> [RECORDS FOR THIS TASK]:

● ● ● ● ●

PR #240, opened 2022-02-25
Introduce separate target for snapshot based testing

igorkravchenko:
This PR aims to introduce another target to be used for image based snapshot unit tests. It also adds GIt LFS attributes for tracking PNG images located in `__Snapshots__` and its child directories. The reason for this target to be used separately is to be able to run image based snapshot tests independently from regular tests and text based snapshot tests, because image based snapshots require specific simulator(s). In addition it removes host application setting from GliaWidgetsTests target.


Podfile
```diff
@@ -21,7 +21,7 @@ target 'GliaWidgets' do
   pod 'lottie-ios', '3.2.3'
 end
 
-target 'GliaWidgetsTests' do
+target 'SnapshotTests' do
```
kuldar-daniel, line 24: We shouldn't lose regular tests either, right?

igorkravchenko: Yes, regular tests still run in GliaWidgetsTests. It's even possible to use text based snapshot testing for GliaWidgetsTests, but for now I decided to avoid including it in GliaWidgetsTests to keep things simple.

kuldar-daniel (approved):

dukhovnyi (approved):
👍

PR #241, opened 2022-02-28
Multiple dialogs #1 - Navigation refactor

kuldar-daniel:
This pull request attempts to split multiple dialogs into multiple smaller pieces. This is the first one. Main objectives of these changes:
* Simply and automatically memory managed Coordinator
* Build something above chat and call that could be used to present Alerts on in the future (EngagementNavigationController). Currently, alerts are shown on Call/Chat vc, but in case of multiple dialog handling we would like to show them regardless of whats currently on the screen.
* Simplify navigation logic and memory management. No point in creating call + chat together when only call should be displayed on the screen.


GliaWidgets/Lib/Coordinator/UIViewControllerCoordinator.swift
```diff
@@ -0,0 +1,75 @@
+import UIKit
+
+class UIViewControllerCoordinator: Coordinator {
```
igorkravchenko, line 3: Since this is the base class for some Coordinators, let's ensure that it functions the way it is expected by adding tests. Then if/when internal logic will change, we will have guaranties it still functions as expected.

● ● ● ● ●

> [TASK PROMPT]:
From the data above, reproduce word for word the lines running from the line with "PR #241, opened 2022-02-28" to the line with "currently on the screen.", ends included.

> [RESPONSE AREA]:
PR #241, opened 2022-02-28
Multiple dialogs #1 - Navigation refactor

kuldar-daniel:
This pull request attempts to split multiple dialogs into multiple smaller pieces. This is the first one. Main objectives of these changes:
* Simply and automatically memory managed Coordinator
* Build something above chat and call that could be used to present Alerts on in the future (EngagementNavigationController). Currently, alerts are shown on Call/Chat vc, but in case of multiple dialog handling we would like to show them regardless of whats currently on the screen.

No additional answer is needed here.